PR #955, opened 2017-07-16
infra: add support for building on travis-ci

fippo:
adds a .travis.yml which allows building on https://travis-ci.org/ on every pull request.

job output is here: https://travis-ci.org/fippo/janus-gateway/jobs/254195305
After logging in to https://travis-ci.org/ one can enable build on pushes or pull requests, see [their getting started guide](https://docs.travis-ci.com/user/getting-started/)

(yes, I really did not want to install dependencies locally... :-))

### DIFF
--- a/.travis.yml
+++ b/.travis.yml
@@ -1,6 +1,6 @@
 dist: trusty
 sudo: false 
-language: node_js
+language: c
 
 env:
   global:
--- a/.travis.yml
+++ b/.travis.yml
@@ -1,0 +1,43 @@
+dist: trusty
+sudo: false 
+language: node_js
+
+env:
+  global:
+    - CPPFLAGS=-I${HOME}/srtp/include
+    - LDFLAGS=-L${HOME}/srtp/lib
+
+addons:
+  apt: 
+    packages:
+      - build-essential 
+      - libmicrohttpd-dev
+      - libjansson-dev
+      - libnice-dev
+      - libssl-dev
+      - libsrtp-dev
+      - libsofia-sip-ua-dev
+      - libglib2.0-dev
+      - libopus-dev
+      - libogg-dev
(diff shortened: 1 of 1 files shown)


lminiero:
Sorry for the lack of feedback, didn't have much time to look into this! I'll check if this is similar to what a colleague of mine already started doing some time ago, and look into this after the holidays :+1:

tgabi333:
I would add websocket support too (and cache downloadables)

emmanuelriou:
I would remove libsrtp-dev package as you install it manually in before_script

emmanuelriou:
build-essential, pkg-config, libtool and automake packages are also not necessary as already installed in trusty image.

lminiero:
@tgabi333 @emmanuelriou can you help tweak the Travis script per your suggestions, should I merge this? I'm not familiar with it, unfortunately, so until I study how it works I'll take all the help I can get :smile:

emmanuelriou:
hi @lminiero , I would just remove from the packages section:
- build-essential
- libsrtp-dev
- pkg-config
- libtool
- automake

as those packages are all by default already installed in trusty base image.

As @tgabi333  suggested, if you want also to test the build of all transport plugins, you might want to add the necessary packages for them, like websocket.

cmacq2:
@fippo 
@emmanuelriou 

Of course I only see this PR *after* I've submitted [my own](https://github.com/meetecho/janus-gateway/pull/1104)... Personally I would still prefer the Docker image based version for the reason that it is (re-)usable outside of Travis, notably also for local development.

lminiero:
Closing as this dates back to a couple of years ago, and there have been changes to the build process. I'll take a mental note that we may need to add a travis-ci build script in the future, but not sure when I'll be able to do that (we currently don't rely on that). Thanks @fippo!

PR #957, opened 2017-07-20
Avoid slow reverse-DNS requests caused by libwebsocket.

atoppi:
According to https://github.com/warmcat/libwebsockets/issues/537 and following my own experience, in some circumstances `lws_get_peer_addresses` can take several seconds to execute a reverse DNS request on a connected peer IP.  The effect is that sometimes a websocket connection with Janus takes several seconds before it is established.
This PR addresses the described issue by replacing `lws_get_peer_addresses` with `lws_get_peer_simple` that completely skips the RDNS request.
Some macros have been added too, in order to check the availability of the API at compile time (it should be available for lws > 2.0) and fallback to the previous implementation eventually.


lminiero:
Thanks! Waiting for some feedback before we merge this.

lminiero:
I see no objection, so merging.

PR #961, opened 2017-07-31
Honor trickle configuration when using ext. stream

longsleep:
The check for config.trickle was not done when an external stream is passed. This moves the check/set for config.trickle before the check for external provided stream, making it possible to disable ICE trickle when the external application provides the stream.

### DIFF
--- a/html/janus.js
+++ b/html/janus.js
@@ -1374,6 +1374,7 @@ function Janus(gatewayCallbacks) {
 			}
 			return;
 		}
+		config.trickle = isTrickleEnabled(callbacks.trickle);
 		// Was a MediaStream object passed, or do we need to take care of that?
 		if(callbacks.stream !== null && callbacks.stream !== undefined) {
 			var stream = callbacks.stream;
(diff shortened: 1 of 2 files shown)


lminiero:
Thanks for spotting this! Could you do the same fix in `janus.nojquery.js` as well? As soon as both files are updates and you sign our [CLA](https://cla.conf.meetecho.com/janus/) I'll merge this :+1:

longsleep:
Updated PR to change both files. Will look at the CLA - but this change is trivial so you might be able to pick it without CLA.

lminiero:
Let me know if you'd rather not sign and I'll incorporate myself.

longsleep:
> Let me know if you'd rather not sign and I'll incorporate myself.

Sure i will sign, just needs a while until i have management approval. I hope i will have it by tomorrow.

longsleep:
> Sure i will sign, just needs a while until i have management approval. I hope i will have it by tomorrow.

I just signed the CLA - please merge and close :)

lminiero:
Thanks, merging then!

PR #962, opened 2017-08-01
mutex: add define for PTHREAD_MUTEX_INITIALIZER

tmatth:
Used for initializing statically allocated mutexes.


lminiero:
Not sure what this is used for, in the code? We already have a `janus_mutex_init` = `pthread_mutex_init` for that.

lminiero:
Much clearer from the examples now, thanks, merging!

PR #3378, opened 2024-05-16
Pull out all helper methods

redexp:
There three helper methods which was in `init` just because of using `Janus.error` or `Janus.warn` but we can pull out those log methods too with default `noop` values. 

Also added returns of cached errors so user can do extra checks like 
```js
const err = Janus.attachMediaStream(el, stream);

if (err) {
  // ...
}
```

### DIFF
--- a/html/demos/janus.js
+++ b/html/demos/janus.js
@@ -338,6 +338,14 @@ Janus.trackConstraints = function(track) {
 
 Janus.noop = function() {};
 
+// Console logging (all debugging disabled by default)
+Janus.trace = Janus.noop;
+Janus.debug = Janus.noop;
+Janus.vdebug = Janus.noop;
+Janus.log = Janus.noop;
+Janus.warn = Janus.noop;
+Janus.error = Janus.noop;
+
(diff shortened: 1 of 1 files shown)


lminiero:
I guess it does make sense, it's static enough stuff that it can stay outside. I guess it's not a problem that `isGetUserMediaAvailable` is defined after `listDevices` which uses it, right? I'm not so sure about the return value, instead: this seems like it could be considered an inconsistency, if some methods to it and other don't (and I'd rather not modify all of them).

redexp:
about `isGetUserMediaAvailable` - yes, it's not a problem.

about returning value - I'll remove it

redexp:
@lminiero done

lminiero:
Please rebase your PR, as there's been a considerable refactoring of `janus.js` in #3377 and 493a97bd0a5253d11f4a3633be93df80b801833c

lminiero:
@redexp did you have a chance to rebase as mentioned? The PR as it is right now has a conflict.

################

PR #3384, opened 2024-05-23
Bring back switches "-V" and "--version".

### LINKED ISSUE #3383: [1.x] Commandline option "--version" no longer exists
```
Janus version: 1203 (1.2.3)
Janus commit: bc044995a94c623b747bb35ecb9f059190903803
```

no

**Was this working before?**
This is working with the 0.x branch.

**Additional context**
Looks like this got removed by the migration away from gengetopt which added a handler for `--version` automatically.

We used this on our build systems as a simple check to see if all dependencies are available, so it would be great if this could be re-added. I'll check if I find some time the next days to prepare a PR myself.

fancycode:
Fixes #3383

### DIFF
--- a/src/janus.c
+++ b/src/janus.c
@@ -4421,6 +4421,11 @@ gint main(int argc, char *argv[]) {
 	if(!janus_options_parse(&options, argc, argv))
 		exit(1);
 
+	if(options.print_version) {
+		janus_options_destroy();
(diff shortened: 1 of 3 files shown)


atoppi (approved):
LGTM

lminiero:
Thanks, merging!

################

**ABOUT THIS TASK:** Using the data above, extract exactly the lines from the one that holds "I would add" to the one that holds "PR #957, opened 2017-07-20", both ends included, and no others.

**WORKED SOLUTION:**
I would add websocket support too (and cache downloadables)

emmanuelriou:
I would remove libsrtp-dev package as you install it manually in before_script

emmanuelriou:
build-essential, pkg-config, libtool and automake packages are also not necessary as already installed in trusty image.

lminiero:
@tgabi333 @emmanuelriou can you help tweak the Travis script per your suggestions, should I merge this? I'm not familiar with it, unfortunately, so until I study how it works I'll take all the help I can get :smile:

emmanuelriou:
hi @lminiero , I would just remove from the packages section:
- build-essential
- libsrtp-dev
- pkg-config
- libtool
- automake

as those packages are all by default already installed in trusty base image.

As @tgabi333  suggested, if you want also to test the build of all transport plugins, you might want to add the necessary packages for them, like websocket.

cmacq2:
@fippo 
@emmanuelriou 

Of course I only see this PR *after* I've submitted [my own](https://github.com/meetecho/janus-gateway/pull/1104)... Personally I would still prefer the Docker image based version for the reason that it is (re-)usable outside of Travis, notably also for local development.

lminiero:
Closing as this dates back to a couple of years ago, and there have been changes to the build process. I'll take a mental note that we may need to add a travis-ci build script in the future, but not sure when I'll be able to do that (we currently don't rely on that). Thanks @fippo!

PR #957, opened 2017-07-20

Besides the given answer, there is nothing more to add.